The encryption certificate used for SM digital envelope authentication must be imported to the device using the pki import-certificate local realm realm-name { der | pkcs12 | pem } filename filename no-check-same-name command. The no-check-same-name parameter allows the device to import the encryption certificate and signature certificate with the same issuer and subject names.
- Run the signature-certificate pki realm realm-name
Configure a PKI signature realm for an IKE peer.
The signature certificate used for SM digital envelope authentication must be imported to the device using the pki import-certificate local realm realm-name { der | pkcs12 | pem } filename filename no-check-same-name command. The no-check-same-name parameter allows the device to import the encryption certificate and signature certificate with the same issuer and subject names.
- Run the encryption-certificate pki realm realm-name
- (Optional) Run lifetime-notification-message enable
The device is enabled to send IKE SA lifetime notification messages.
By default, the device does not send IKE SA lifetime notification messages.
IKEv1 peers negotiate the lifetime, and a smaller SA lifetime at the two ends is used. When a Huawei device and a non-Huawei device establish an IPSec tunnel and they use different IKE SA lifetimes, run this command to enable the device to send IKE SA lifetime notification messages. By doing this, two ends can successfully perform IKE negotiation.
- (Optional) Run lifetime-notify-payload hash-disable
Configure the device not to calculate the notification payload of the aging configuration during IKEv1 phase-2 HASH2 calculation.
By default, the device calculates the notification payload of the aging configuration during IKEv1 phase-2 HASH2 calculation.

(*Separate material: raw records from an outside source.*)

PR #288, opened 2018-01-05
Fix total file size

danybony:
### Problem
When initialising a new `DownloadFile` we use the `UNKNOWN` InternalFileSize. The problem is that _all_ new DownloadFiles used the same instance of InternalFileSize, which was updated with the total size of the first downloaded file, resulting in an inconsistent total batch size.

### Solution
Use a copy if the constant instance when initialising a new `InternalFileSize`

### Bonus
Show the `%` symbol in the demo activity logs because it was not clear to me that they were referring to the download percentage, at the beginning.

### DIFF
--- a/library/src/main/java/com/novoda/downloadmanager/InternalFileSizeCreator.java
+++ b/library/src/main/java/com/novoda/downloadmanager/InternalFileSizeCreator.java
@@ -10,7 +10,7 @@ final class InternalFileSizeCreator {
     }
 
     static InternalFileSize unknownFileSize() {
-        return UNKNOWN;
+        return UNKNOWN.copy();
     }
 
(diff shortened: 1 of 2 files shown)


library/src/main/java/com/novoda/downloadmanager/InternalFileSizeCreator.java
```diff
@@ -10,7 +10,7 @@ private InternalFileSizeCreator() {
     }
 
     static InternalFileSize unknownFileSize() {
-        return UNKNOWN;
+        return UNKNOWN.copy();
```
joetimmins: 👍

zegnus: wow, good one!! 👍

This command is used for compatibility with the hash calculation difference between the local device and the peer non-Huawei device during IKEv1 phase-2 negotiation. If the peer device of the tunnel is a Huawei device, do not run this command.
- (Optional) Run re-authentication interval interval
The IKEv2 re-authentication interval is set.
By default, IKEv2 does not perform re-authentication.
In remote access, IPSec peers periodically send re-authentication packets, which reduces potential risks of attacks and improves IPSec network security.